Dataset entries
·····

Issue #1128, opened 2024-06-20
[Ask AI] Greyed-out AI button not usable


Lhorus6:
## Description

When I want to use the AI button when creating a media pressure in a scenario, I can't. The button is grayed out, unclickable.

![Screenshot 2024-06-20 170508](https://github.com/OpenBAS-Platform/openbas/assets/70956706/5d3a885b-43a4-4dd7-a052-d7067808f5f5)

## Environment

OBAS 1.1.0 on testing and filigran (prod)

## Reproducible Steps

Steps to create the smallest reproducible scenario:
1. Create a scenario
2. Go on the "Definition" tab
3. Click on the "+" next to "media pressure"
4. Try to use the AI
-> You can't, the AI button is grayed out (see screenshot in description)

savacano28:
There is a condition to disable the AI icon for text lengths less than 10. I noticed that on other pages, there is default text provided. Could I set a default text here as well?
![Image](https://github.com/OpenBAS-Platform/openbas/assets/4162296/222665b6-d12e-4302-956f-1f4ccf21762e)

PR #1175, opened 2024-07-01
[frontend] Enable AI button on media pressure article (#1128)

savacano28:
### Proposed changes

* Remove limit for showing ask AI button
* Add limit to generate media

### Related issues

* https://github.com/OpenBAS-Platform/openbas/issues/1128
*

### Checklist

### Further comments

### DIFF
--- a/openbas-front/src/admin/components/common/form/TextFieldAskAI.tsx
+++ b/openbas-front/src/admin/components/common/form/TextFieldAskAI.tsx
@@ -124,44 +124,36 @@ const TextFieldAskAI: FunctionComponent<TextFieldAskAiProps> = ({
     switch (action) {
       case 'spelling':
         await askFixSpelling();
-        setDisableResponse(false);
         break;
       case 'shorter':
         await askMakeShorter();
-        setDisableResponse(false);
         break;
       case 'longer':
         await askMakeLonger();
-        setDisableResponse(false);
         break;
       case 'tone':
         await askChangeTone();
-        setDisableResponse(false);
         break;
       case 'summarize':
         await askSummarize();
-        setDisableResponse(false);
         break;
       case 'explain':
         await askExplain();
-        setDisableResponse(false);
         break;
       case 'genMessage':
         await askGenMessage();
-        setDisableResponse(false);
         break;
       case 'genSubject':
         await askGenSubject();
-        setDisableResponse(false);
         break;
       case 'genMedia':
         await askGenMedia();
-        setDisableResponse(false);
         break;
       default:
         // do nothing
-        setDisableResponse(false);
+        break;
     }
+    setDisableResponse(false);
   };
   const renderButton = () => {
     return (
--- a/openbas-front/src/admin/components/common/form/TextFieldAskAI.tsx
+++ b/openbas-front/src/admin/components/common/form/TextFieldAskAI.tsx
@@ -156,8 +156,6 @@ const TextFieldAskAI: FunctionComponent<TextFieldAskAiProps> = ({
     setDisableResponse(false);
   };
   const renderButton = () => {
-    console.log('çurrent :', currentValue);
-    console.log('message : ', messageInput);
     return (
       <>
         <EETooltip forAi={true} title={t('Ask AI')}>
--- a/openbas-front/src/admin/components/common/form/TextFieldAskAI.tsx
+++ b/openbas-front/src/admin/components/common/form/TextFieldAskAI.tsx
@@ -194,22 +194,22 @@ const TextFieldAskAI: FunctionComponent<TextFieldAskAiProps> = ({
               {t('Generate an article')}
             </MenuItem>
           )}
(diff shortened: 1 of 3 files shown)


Dimfacion:
This does fix the issue but I noticed several others (not linked to your code) that might need to be fixed at the same time : 
- If I try to change tone without opening another popover before, the Generate button is always greyed out.
- The cancel button of the generate an article is not working at all.
- If I start generate something and then generate something else really quickly, the 2 calls collide and fight for the ownership of the paragraph input.
@jborozco Should we fix this before shipping the smaller fix ?

jborozco:
Hi @Dimfacion @savacano28 Yes we should fix these 2 before shipping, otherwise the inconsistency might confuse the user. 

- If I try to change tone without opening another popover before, the Generate button is always greyed out.
- The cancel button of the generate an article is not working at all.

The last one about prompt colliding is nice to have if it is easy to fix but otherwise we can skip it and open another ticket for it.

savacano28:
Hi! I made the changes.

openbas-front/src/admin/components/common/form/TextFieldAskAI.tsx
```diff
@@ -194,22 +187,22 @@ const TextFieldAskAI: FunctionComponent<TextFieldAskAiProps> = ({
               {t('Generate an article')}
             </MenuItem>
           )}
-          <MenuItem onClick={() => handleAskAi('spelling')}>
+          <MenuItem onClick={() => handleAskAi('spelling')} disabled={messageInput.length === 0}>
```
Dimfacion, line 190: I'm unsure we should make a test on messageInput. My understanding is that messageInput is the input field of the popover when generating a new article. So here, we can't have this button active until we open the generate an article popover and type something in the Input field. I think we want to be able to check the spelling of what's inside the content field so the correct test should be currentValue.length === 0, don't you think ?

savacano28: Yes! I'll change it!

savacano28: In the code: messageInput is initialize with 'current value':   
const [messageInput, setMessageInput] = useState<string>(currentValue);

openbas-front/src/admin/components/common/form/TextFieldAskAI.tsx
```diff
@@ -194,22 +187,22 @@ const TextFieldAskAI: FunctionComponent<TextFieldAskAiProps> = ({
               {t('Generate an article')}
             </MenuItem>
           )}
-          <MenuItem onClick={() => handleAskAi('spelling')}>
+          <MenuItem onClick={() => handleAskAi('spelling')} disabled={currentValue.length === 0}>
```
RomuDeuxfois, line 190: It would be nice to add a popover to explain to the user why it is grayed out. What do you think ?

openbas-front/src/admin/components/common/form/TextFieldAskAI.tsx
```diff
@@ -418,7 +412,7 @@ const TextFieldAskAI: FunctionComponent<TextFieldAskAiProps> = ({
               {t('Cancel')}
             </Button>
             <Button
-              disabled={messageInput.length < 5}
+              disabled={currentValue.length === 0}
```
RomuDeuxfois, line 415: Why here it's currentValue.lenght et not messageInput.length ?

RomuDeuxfois:
For me, apart from the two three comments, the bug is fixed.

openbas-front/src/admin/components/common/form/TextFieldAskAI.tsx
savacano28: Because this tone generator corresponds to the main menu, the action should be applied to the currentMessage and not to the MessageInput (which is the text field used when you want to generate text).

openbas-front/src/admin/components/common/form/TextFieldAskAI.tsx
savacano28: Sure, but I have a doubt because when you try to generate some text, you get this message: '**Input (describe what you want).**' So maybe that is enough?

RomuDeuxfois: When did you get this message? I miss it I think

openbas-front/src/admin/components/common/form/TextFieldAskAI.tsx
RomuDeuxfois: Oh great !
Thanks for the explanation

openbas-front/src/admin/components/common/form/TextFieldAskAI.tsx
savacano28: Ah, sorry! You're right. I could add a tooltip to explain the status of the button :)

RomuDeuxfois (approved):

PR #1201, opened 2024-07-08
If Caldera executor is enabled and Caldera is down, the platform should fail to start

RomuDeuxfois:
### Related issues

* https://github.com/OpenBAS-Platform/openbas/issues/1034


SamuelHassine:
@RomuDeuxfois do you think this PR is a good occasion to implement also: https://github.com/OpenBAS-Platform/openbas/issues/1206?

openbas-api/src/main/java/io/openbas/executors/caldera/service/CalderaExecutorService.java
```diff
@@ -87,8 +88,10 @@ public CalderaExecutorService(
             } else {
                 executorService.remove(config.getId());
             }
+            platformSettingsService.cleanMessage();
         } catch (Exception e) {
             log.log(Level.SEVERE, "Error creating caldera executor: " + e);
+            platformSettingsService.errorMessage("Executor Caldera is not responding, your exercises may be impacted.");
```
Dimfacion, line 94: So that means that if the service is not available at start, we'll always have the message until Caldera is up and the backend has been restarted ? Do you think we could have a process trying every minute for instance until it's up to avoid having to restart the backend ?

Jipegien:
> @RomuDeuxfois I hate to be that guy but the banner is displayed next to and not above the scrollbar : image It might be worth talking with @jborozco or @Jipegien and see if that's a deal breaker or not.

something to align with what is currently implemented at OpenCTI side.

RomuDeuxfois:
> @RomuDeuxfois I hate to be that guy but the banner is displayed next to and not above the scrollbar : image It might be worth talking with @jborozco or @Jipegien and see if that's a deal breaker or not.

You can still scroll without worries
image

RomuDeuxfois:
> > @RomuDeuxfois I hate to be that guy but the banner is displayed next to and not above the scrollbar : image It might be worth talking with @jborozco or @Jipegien and see if that's a deal breaker or not.
> 
> something to align with what is currently implemented at OpenCTI side.

It's align
image

openbas-api/src/main/java/io/openbas/executors/caldera/service/CalderaExecutorService.java
RomuDeuxfois: Good point, it's changed in the last commit

RomuDeuxfois:
@Dimfacion ready for a second round

PR #1212, opened 2024-07-15
[backend] Change trace level when store message in imap

RomuDeuxfois:
The current mechanism allows us to make three attempts to store messages in the imap.

But by setting the traces to error, the status changes to partial, even if after the third attempt the storage is done.
By passing the trace into info, we make sure to keep the status close to reality.


Christian-DONGMO (approved):
I'm not able to test this case in local but I agree with the code.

·····

All that is needed is a number: how many lines in the data above contain the string "three".

### Written response
2